Exercise objective:
The lines to find are those in the entries that hold the word "useful"; copy every one of them.

Exercise data:

PR #96, opened 2016-12-20
Support rolling restart in tick-cluster

mennopruijssers:


tools/tick-cluster.js
```diff
@@ -519,6 +525,60 @@ function terminateProc(count) {
     });
 }
 
+function restartProc(batchSize) {
+    if (batchSize === 0) {
+        return;
```
thanodnl: maybe add output to indicate it is backing out because of invalid input

tools/tick-cluster.js
```diff
@@ -570,6 +630,7 @@ function displayMenu(logFn) {
     logFn('\tK\t\tRevive suspended or killed processes');
     logFn('\tl <count>\tSuspend processes');
     logFn('\tm <count>\tTerminate processes');
+    logFn('\tr <batch size>\tRestart processes');
```
thanodnl: I think the list is in alphabetic order, except for this line. Lets move it down a bit.

tools/tick-cluster.js
mennopruijssers: At all other places, `tick-cluster` silently ignore incorrect input

tools/tick-cluster.js
mennopruijssers: Yeah, you're right; I put it in logical order but the rest if alphabetic. I'll reorder.

PR #15, opened 2015-11-10
Add unsolicited pong support

glukacsy:
Hi,

I added unsolicited pong support to Casablanca (see https://tools.ietf.org/html/rfc6455#section-5.5.3). This is useful for cases when the client wants to check whether the websocket connection is still up and running. For example, if I unplug my network cable, without this change, Casablanca simply does not notice that the Websocket connection is down, the close handler won't get invoked etc. 

With these changes, the client can send (periodically or when certain events happen, e.g. network change events) an unsolicited pong request which has no effect on a healthy websocket connection, but will help Casablanca/WebSocket++ detect that the connection has been lost. With these changes, if I unplug my network cable and if I send a pong message after that, Casablanca correctly invokes the websocket close handler within a few seconds.

Regards,
Gergely

### DIFF
--- a/Release/include/cpprest/ws_msg.h
+++ b/Release/include/cpprest/ws_msg.h
@@ -73,6 +73,15 @@ class websocket_outgoing_message
 {
 public:
 
+	/// <summary>
+	/// Sets a the outgoing message to be an unsolicited pong message.
+	/// This is useful when the client side wants to check whether the server is alive.
+	/// </summary>
+	void set_pong_message()
+	{
+		this->set_message_pong();
+	}
+
     /// <summary>
     /// Sets a UTF-8 message as the message body.
     /// </summary>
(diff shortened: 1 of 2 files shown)


kavyako:
hey Gergely

For any changes, especially that add new public APIs, we would really appreciate sufficient test coverage.
The websockets tests are under cpprestsdk / Release / tests / functional / websockets / client /  
Could you please take a look at adding a test if possible? 

Let me know if you have any concerns here.
 
Thanks
Kavya

glukacsy:
Hi, no problem at all, I will add tests ASAP (I should have done it with the original pull request). 

Thanks, 
Gergely

glukacsy:
Hi, I added a new pull request which is the same as this + integration tests. I guess we can close this one?

Regards,
Gergely

kavyako:
Closing this PR. 
Now being tracked under https://github.com/Microsoft/cpprestsdk/pull/20

Issue #13, opened 2015-11-09
Deadlock when closing the http_listener


gigaplex:
Duplicated from CodePlex (issue 421) since the documentation says that issues should be reported to GitHub instead:

When calling http_listener.close().wait() as we're shutting down our service, the application will occasionally deadlock because the wait operation never returns. The deadlock appears to be in the http_windows_server::stop() function, there's a wait that never returns.

    pplx::task<void> http_windows_server::stop()
    {
        // Shutdown request queue.
        if(m_hRequestQueue != nullptr)
        {
            HttpShutdownRequestQueue(m_hRequestQueue);
             m_receivingTask.wait();

            // Wait for all requests to be finished processing.
            m_zeroOutstandingRequests.wait(); // Deadlock appears to be here

            HttpCloseRequestQueue(m_hRequestQueue);
        }

gigaplex:
I suspect this area of code is of interest:

    pplx::task<void> http_windows_server::respond(http::http_response response)
    {
        windows_request_context * p_context = static_cast<windows_request_context *>(response._get_server_context());
        return pplx::create_task(p_context->m_response_completed).then([p_context](::pplx::task<void> t)
        {
            // After response is sent, break circular reference between http_response and the request context.
            // Otherwise http_listener::close() can hang.
            p_context->m_response._get_impl()->_set_server_context(nullptr);
            t.get();
        });
    }

It looks like if there's some exception that prevents this bit of code from running, then the circular reference isn't broken, causing the hang.

gigaplex:
From `windows_request_context::async_process_request`:    

    const unsigned long error_code = HttpReceiveHttpRequest(
            pServer->m_hRequestQueue,
            m_request_id,
            0,
            m_request,
            headers_size,
            NULL,
            &m_overlapped);

    if(error_code != NO_ERROR && error_code != ERROR_IO_PENDING)
    {
        CancelThreadpoolIo(pServer->m_threadpool_io);
        m_msg.reply(status_codes::InternalError);
    }

[...]

PR #16, opened 2015-11-12
Initial attempt at win32 http_listener response refactor

gigaplex:
For Issue 13: https://github.com/Microsoft/cpprestsdk/issues/13

Here is a first cut at a refactor for the response handling to reduce cyclic reference leaks and allow error replies to propagate back to the client. I'm not 100% happy with it, the content_ready_task for example will potentially race against async_process_response if they both attempt to call cancel_request under certain error conditions. There's also no attempt to catch exceptions on the proxy_content_ready completion event, which might cause some unobserved exception issues. I've created the pull request at this early stage to facilitate discussion.

### DIFF
--- a/CONTRIBUTORS.txt
+++ b/CONTRIBUTORS.txt
@@ -34,3 +34,6 @@ Cisco Systems
 Gergely Lukacsy (glukacsy)
 
 thomasschaub
+
+Trimble
+Tim Boundy (gigaplex)
--- a/Release/include/cpprest/details/http_server_httpsys.h
+++ b/Release/include/cpprest/details/http_server_httpsys.h
@@ -99,8 +99,13 @@ struct windows_request_context : http::details::_http_server_context
     // Dispatch request to the provided http_listener.
     void dispatch_request_to_listener(_In_ web::http::experimental::listener::details::http_listener_impl *pListener);
 
-    // Initialise the response task callbacks
-    void do_response(bool bad_request);
+    enum ShouldWaitForBody
+    {
+        WaitForBody,
+        DontWaitForBody
+    };
+    // Initialise the response task callbacks. If the body has been requested, we should wait for it to avoid race conditions.
+    void init_response_callbacks(ShouldWaitForBody shouldWait);
 
     // Read in a portion of the request body.
     void read_request_body_chunk();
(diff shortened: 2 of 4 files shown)


gigaplex:
CLA is awaiting signature from our legal team, they've informally granted permission at this stage.

ras0219-msft:
To improve readability, could you use an enum for the `bad_request` argument of `do_response` instead of a `bool`? The meaning of `do_response(response::GOOD_REQUEST)` is more obvious compared `do_response(false)`.

As mentioned in the other thread, I'm concerned about race conditions regarding the reading and setting of `m_msg`. If there are possible concurrent accesses, I think every reader will need to "pin" it to the stack by making a local copy of the `shared_ptr` so that it doesn't get deleted while they are inside a call. Example:

* To start, `m_msg` is the only strong ref to the actual request object.
* Thread 1 calls `m_msg.reply()` ([link](https://github.com/Microsoft/cpprestsdk/pull/16/files#diff-8a511de9f5257644c2da726766ae9a21R538)).
* After the pointer load completes on Thread 1, Thread 2 calls `m_msg = http_request()` ([link](https://github.com/Microsoft/cpprestsdk/pull/16/files#diff-8a511de9f5257644c2da726766ae9a21R714)). This removes the last remaining strong ref to the actual request object, so it is deleted.
* Thread 1 proceeds to modify the now-freed request object, invoking UB of the worst sort.

gigaplex:
Thanks for the initial feedback. I chose to use a bool instead of an enum because that's how the asio code currently does it, but I agree, I usually prefer enums here.

As for the race condition in your example, m_msg isn't the only strong ref to the request object. The content_ready_task object contains a strong reference too. It's copied in the http_request::content_ready task creation function. I have however found a race condition of a similar nature, which I'm working to address.

gigaplex:
I submitted the CLA a few days ago, yet this is still tagged as cla-required. How long does it normally take to process?

kavyako:
yes, this seems to be taking unusually long, I am following up on this with our CLA automation team.

gigaplex:
I'm fairly happy with the current state of my changes now. Can I get another round of review for merging please?

One question I do have is that in the `m_response_completed` callback, immediately after `p_context->m_response._get_impl()->_set_server_context(nullptr);` there was a call to `t.get();`. What is the purpose of this call? It wasn't carried over in my refactor, but if it's needed for a specific reason, I can add it back in.

gigaplex:
I've rebased against 2.7.0.

ras0219-msft:
Sorry for the delay on this one, thank you very much for your patience and the contribution!

PR #26, opened 2015-11-27
Static lib compilation for UWP

simonferquel:
This is a very small addition with only a vcxproj for doing static lib compilation of Casablanca for UWP platform.
This produces safe to ignore warnings about static lib compilation with /ZW flag (it is safe because Casablanca does not expose public winrt types).

The motivation was to mix the benefits of using the native Windows http client (with its support for caching, prefetch and more), and the completeness of Casablanca Json serialization/deserialization (WinRT Json is somewhat basic, especially for long numbers handling), without paying for the whole Casablanca dll (saving bandwidth and memory consumption - especially in background agents).


Release/src/build/vs14.uwp/cpprestsdk140.uwp.staticlib.vcxproj
```diff
@@ -0,0 +1,110 @@
...
+    <Import Project="..\winrt.vcxitems" Label="Shared" />
+  </ImportGroup>
+  <ImportGroup Label="PropertySheets">
+    <Import Project="$(UserRootDir)\Microsoft.Cpp.$(Platform).user.props" Condition="exists('$(UserRootDir)\Microsoft.Cpp.$(Platform).user.props')" Label="LocalAppDataPlatform" />
+  </ImportGroup>
+  <PropertyGroup Condition="'$(Configuration)' == 'Debug'">
+    <DebugFileSuffix>d</DebugFileSuffix>
+  </PropertyGroup>
+  <PropertyGroup>
+    <TargetName>$(CppRestBaseFileName)140$(DebugFileSuffix)_uwp_$(CppRestSDKVersionFileSuffix)</TargetName>
```
kavyako: The import lib for the shared library cpprest140d_uwp_2_7.dll already has this name. I would prefer using different names here to minimize chances of mistaking the library type (import/static).
How about following a specific naming convention for static libs, say add _static suffix (cpprest140d_uwp_static_2_7.lib) or prepend the name with lib (libcpprest140d_uwp_2_7.lib).

kavyako: Some one suggested we can look at doing something similar to boost, http://www.boost.org/doc/libs/1_42_0/more/getting_started/windows.html#library-naming

If you are building a static library, use the lib prefix.
If the library is linking statically to the C++ standard library and compiler runtime support libraries, use s in the .lib name.
In this case, we are not linking statically to the runtime. so we can go with libcpprest140d_uwp_2_7.lib.
In future, if someone wants to add another version to link to the runtime statically, we can add _s to the name.
What do you think.

kavyako:
This change got merged to the development branch while I was merging something else. I will not revert it. Once we decide on the name, I can update the proj file with it.

kavyako:
I have modified the static lib name to libcpprest140d_uwp_2_7.lib. The change is in the development branch. Please reopen the thread if you disagree with the naming convention.

Thank you for contributing the changes.

PR #38, opened 2015-12-21
Unknown typename web_proxy in oauth2_h

georgemp:
When compiling on OS X and using OAuth2, we get an error that web_proxy is an unknown type. Including cpprest/details/web_utilities.h to bring in the definition for web_proxy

Solution:
I added unsolicited pong support to Casablanca (see https://tools.ietf.org/html/rfc6455#section-5.5.3). This is useful for cases when the client wants to check whether the websocket connection is still up and running. For example, if I unplug my network cable, without this change, Casablanca simply does not notice that the Websocket connection is down, the close handler won't get invoked etc. 
+	/// This is useful when the client side wants to check whether the server is alive.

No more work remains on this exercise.